## What you need to do
Look below for lines that hold the string "easy" and copy each one.
BEGIN Source material
Issue #1257, opened 2022-09-26
Astro CLI reference doc for `astro dev upgrade-check`


jwitz:
**Request type:**

- [X] **New document:**: Add the `docs-content` label to this issue.
- [ ] **Addition to an existing document**: Add the `enhancement` label to this issue.

**What is the purpose of the document/enhancement? Select all that apply:**

Create a doc for `astro dev upgrade-check` in the Astro docset

jwitz:
Closing this PR/ issue out. Seems like the command will be broken for the foreseeable future, and we no longer support any AC/ Runtime image that would require this command. Let's assume Airflow 2.0+ on our Astro docs and see how we get on. Would rather not document a broken command and make sure it gets deprecated in a future CLI release.

PR #1272, opened 2022-09-27
Add documentation on `astro dev upgrade-check` to Astro docs

jwitz:
Resolves https://github.com/astronomer/docs/issues/1257

### DIFF
--- a/astro/cli/astro-dev-upgrade-check.md
+++ b/astro/cli/astro-dev-upgrade-check.md
@@ -9,8 +9,12 @@ Run the [Airflow 2 upgrade check script](https://airflow.apache.org/docs/apache-
 
 ## Usage
 
-Use this command only if the DAGs in your Astro project were imported from another Airflow project on version 1.14-1.15. The command is compatible with all supported versions of [Astro Runtime](runtime-image-architecture.md).
+Use this command only if the DAGs in your Astro project were imported from another open source or commercial Airflow project on version 1.14-1.15. The command is compatible with all supported versions of [Astro Runtime](runtime-image-architecture.md).
+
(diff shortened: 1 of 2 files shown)


astro/cli/astro-dev-upgrade-check.md
```diff
@@ -0,0 +1,20 @@
...
+title: "astro dev upgrade-check"
+id: astro-dev-upgrade-check
+description: Reference documentation for astro dev upgrade-check.
+---
+
+Run the [Airflow 2 upgrade check script](https://airflow.apache.org/docs/apache-airflow/stable/upgrading-from-1-10/upgrade-check.html), which parses the DAGs in your Astro project and tells you whether the code is compatible with Airflow 2.
+
+## Usage
+
+Use this command only if the DAGs in your Astro project were imported from another open source or commercial Airflow project on version 1.14-1.15. The command is compatible with all supported versions of [Astro Runtime](runtime-image-architecture.md).
```
jwitz, line 12:
```suggestion
Use this command only if the DAGs in your Astro project are imported from another open source or commercial Airflow project on version 1.14-1.15. The command is compatible with all supported versions of [Astro Runtime](runtime-image-architecture.md).
```

jwitz:
Blocked until we determine what to do about the fact that this command does not work with 2.0+ Airflow images

jwitz:
Closing this PR/ issue out. Seems like the command will be broken for the foreseeable future, and we no longer support any AC/ Runtime image that would require this command. Let's assume Airflow 2.0+ on our Astro docs and see how we get on. Would rather not document a broken command and make sure it gets deprecated in a future CLI release.

PR #1321, opened 2022-10-07
UX Navigation Redesign

katiebrady-astro:
This PR implements the new navbar and mobile navigation design.

Screen Shot 2022-10-07 at 2 37 21 PM
Screen Shot 2022-10-07 at 2 37 37 PM


jwitz:
Wow Katie I'm in love with this redesign 😍 I only have a few tiny notes:

- My guess is that we will not be ready to launch the home page for this current iteration of docs, so I might have to remove that tab for now. Is that as easy as removing its entry in `docusaurus-config`, or are there other dependencies?
- I think the Software version selector should only have "Select Software version" above the version selector, rather than also having the version listed in two places:
Screen Shot 2022-10-10 at 11 17 24 AM


We obviously still have to finalize our landing pages, would it make more sense to merge this into the base PR now and handle the landing pages in a separate PR? I'm cool with whatever's easier.

katiebrady-astro:
> Wow Katie I'm in love with this redesign 😍 I only have a few tiny notes:
> 
> * My guess is that we will not be ready to launch the home page for this current iteration of docs, so I might have to remove that tab for now. Is that as easy as removing its entry in `docusaurus-config`, or are there other dependencies?
> * I think the Software version selector should only have "Select Software version" above the version selector, rather than also having the version listed in two places:
>   Screen Shot 2022-10-10 at 11 17 24 AM
> 
> We obviously still have to finalize our landing pages, would it make more sense to merge this into the base PR now and handle the landing pages in a separate PR? I'm cool with whatever's easier.

Thanks Jake, glad you like it! 😄 I've removed the version number from the select label.

And I should have the new Home page staged in the next day or two in time for launch unless there's more edits outside the Figma file it's dependent on. A separate PR sounds good to me if the rest of this looks good! 🙂

jwitz:
Sweet, let's do a separate PR for the landing pages. I'll merge this now then so I can start making my own changes in the base PR

PR #2623, opened 2023-07-31
Add missing system vars

manmeetkaur:
Add some missing system vars that are generic Airflow environment variables.


astro/platform-variables.md
```diff
@@ -45,6 +47,7 @@ If you need to set one of these variables for a particular use case, contact [As
 | `AIRFLOW__METRICS__STATSD_ON`                | Determines whether metrics are sent to Statsd                                                                                   | `True`                                                     |
 | `AIRFLOW__METRICS__STATSD_HOST`              | The hostname for sending metrics to Statsd                                                                                      | `statsd.Hostname`                                          |
 | `AIRFLOW__METRICS__STATSD_PORT`              | The port for sending metrics to Statsd                                                                                          | `<statsd-metrics-port>`                                    |
+| `AIRFLOW__METRICS__STATSD_PREFIX`            | The prefix for sending the metrics to Statsd                                                                                    | `airflow`                                                  |
```
melugoyal, line 50: can't leave a comment on the lines below, but it's no longer dangerous to set `AWS_ACCESS_KEY_ID` or `AWS_SECRET_ACCESS_KEY`.

`GOOGLE_APPLICATION_CREDENTIALS` is dangerous to set, specifically on GCP. doing so will prevent task logs from being written to the GCS bucket.

astro/platform-variables.md
```diff
@@ -27,6 +27,8 @@ If you need to set one of these variables for a particular use case, contact [As
...
 | `AIRFLOW__LOGGING__REMOTE_BASE_LOG_FOLDER`   | Location of remote logging storage                                                                                              | `baseLogFolder`                                            |
+| `AIRFLOW__LOGGING__REMOTE_LOG_CONN_ID`       | Connection ID of the connection that provides access to your remote logging location                                            | `<connection-name>`                                        |
+| `AIRFLOW__LOGGING__LOGGING_CONFIG_CLASS`     | The class name that specifies the logging configuration                                                                         |`astronomer.runtime.logging.logging_config`                |
 | `AIRFLOW_CONN_ASTRO_S3_LOGGING`              | Connection URI for writing task logs to Astro's managed S3 bucket                                                               | `<Connection-URI>`                                         |
```
melugoyal, line 32: in addition to this, `AIRFLOW_CONN_ASTRO_GCS_LOGGING` can't be overwritten on GCP, and `AIRFLOW_CONN_ASTRO_AZURE_LOGS` on Azure.

but technically, we don't allow these env vars to be overwritten at all, ie we set them no matter what. the text above says "The Cloud UI does not currently prevent you from setting these environment variables, but attempting to set them can result in unexpected behavior that can include access problems, missing task logs, and failed tasks.". should we change that text, or trim this list to only the variables that are actually dangerous/that we don't replace?

astro/platform-variables.md
manmeetkaur: Thanks @melugoyal I will update the PR with these details.

astro/platform-variables.md
manmeetkaur: That is a good point. So basically there are three things:
- Env Vars that can't be overwritten even though it seems like they are overwritten - actually have no impact 
- Env Vars that can be overwritten and can have an adverse impact
- Env Vars which are not [Airflow Env vars](https://airflow.apache.org/docs/apache-airflow/stable/configurations-ref.html) but are Astro env vars like the ones you mentioned above 

I feel like we should definitely mention about the first two. About the third one, on one hand I feel we can omit Astro Env vars, but on the other hand, I feel like we should publish them as RESERVED KEYWORDs or Env Vars, just in case if someone accidentally uses that name and it affects our settings.

jwitz: Yeah I'm not sure the best way to document that third type. If the Cloud UI doesn't provide a detailed error message when you try to set those variables, we should document them here in a new section called `Reserved variable names`. Ideally though, there would just be good enough error checking in the UI and we wouldn't have to publish this list. I think it's okay to not include the values if they're irrelevant to users

astro/platform-variables.md
```diff
@@ -27,6 +27,8 @@ If you need to set one of these variables for a particular use case, contact [As
...
 | `AIRFLOW__LOGGING__REMOTE_LOGGING`           | Enables remote logging                                                                                                          | `True`                                                     |
 | `AIRFLOW__LOGGING__REMOTE_BASE_LOG_FOLDER`   | Location of remote logging storage                                                                                              | `baseLogFolder`                                            |
+| `AIRFLOW__LOGGING__REMOTE_LOG_CONN_ID`       | Connection ID of the connection that provides access to your remote logging location                                            | `<connection-name>`                                        |
+| `AIRFLOW__LOGGING__LOGGING_CONFIG_CLASS`     | The class name that specifies the logging configuration                                                                         |`astronomer.runtime.logging.logging_config`                |
```
jwitz, line 31:
```suggestion
| `AIRFLOW__LOGGING__LOGGING_CONFIG_CLASS`     | Class name that specifies the logging configuration                                                                         |`astronomer.runtime.logging.logging_config`                |
```

astro/platform-variables.md
```diff
@@ -27,6 +27,8 @@ If you need to set one of these variables for a particular use case, contact [As
 | `AIRFLOW__LOGGING__DAG_PROCESSOR_LOG_TARGET` | Routes scheduler logs to stdout                                                                                                 | `stdout`                                                   |
 | `AIRFLOW__LOGGING__REMOTE_LOGGING`           | Enables remote logging                                                                                                          | `True`                                                     |
 | `AIRFLOW__LOGGING__REMOTE_BASE_LOG_FOLDER`   | Location of remote logging storage                                                                                              | `baseLogFolder`                                            |
+| `AIRFLOW__LOGGING__REMOTE_LOG_CONN_ID`       | Connection ID of the connection that provides access to your remote logging location                                            | `<connection-name>`                                        |
```
jwitz, line 30:
```suggestion
| `AIRFLOW__LOGGING__REMOTE_LOG_CONN_ID`       | ID of the connection that provides access to your remote logging location                                            | `<connection-name>`                                        |
```

jwitz (approved):
Approving the additions, let's cover the reogranization of the variables in a separate PR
END Source material
## Exercise solution
- My guess is that we will not be ready to launch the home page for this current iteration of docs, so I might have to remove that tab for now. Is that as easy as removing its entry in `docusaurus-config`, or are there other dependencies?
> * My guess is that we will not be ready to launch the home page for this current iteration of docs, so I might have to remove that tab for now. Is that as easy as removing its entry in `docusaurus-config`, or are there other dependencies?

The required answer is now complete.